[Saved entries]
PR #8517, opened 2024-11-13
[AdminController] Switch default layout to "admin"

KiKoS0:
Closes: https://github.com/hackclub/hcb/issues/8230
## Summary of the problem
Sets the default layout of `AdminController` and all its subclasses to "admin".

## Describe your changes
I tested all the pages individually other than the reimbursements one since it expects the clearing house event:
https://github.com/hackclub/hcb/blob/dbade2ffb8de93157be84fc8201f453e64a65ac1/app/controllers/admin_controller.rb#L397

This also fixes a minor bug with the active tab styling not being applied correctly when the `Wires` tab is active:

image


sampoder (approved):
Thank you so much for taking this on! And good catch on the wires thing.

albertchae (commented):
cool, glad none of the endpoints were actually depending on the application layout 😆

garyhtou (commented):
Amazing! Thank you!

Aim of the task: Print out all the entries precisely as written.

Written answer:
PR #8517, opened 2024-11-13
[AdminController] Switch default layout to "admin"

KiKoS0:
Closes: https://github.com/hackclub/hcb/issues/8230
## Summary of the problem
Sets the default layout of `AdminController` and all its subclasses to "admin".

## Describe your changes
I tested all the pages individually other than the reimbursements one since it expects the clearing house event:
https://github.com/hackclub/hcb/blob/dbade2ffb8de93157be84fc8201f453e64a65ac1/app/controllers/admin_controller.rb#L397

This also fixes a minor bug with the active tab styling not being applied correctly when the `Wires` tab is active:

image


sampoder (approved):
Thank you so much for taking this on! And good catch on the wires thing.

albertchae (commented):
cool, glad none of the endpoints were actually depending on the application layout 😆

garyhtou (commented):
Amazing! Thank you!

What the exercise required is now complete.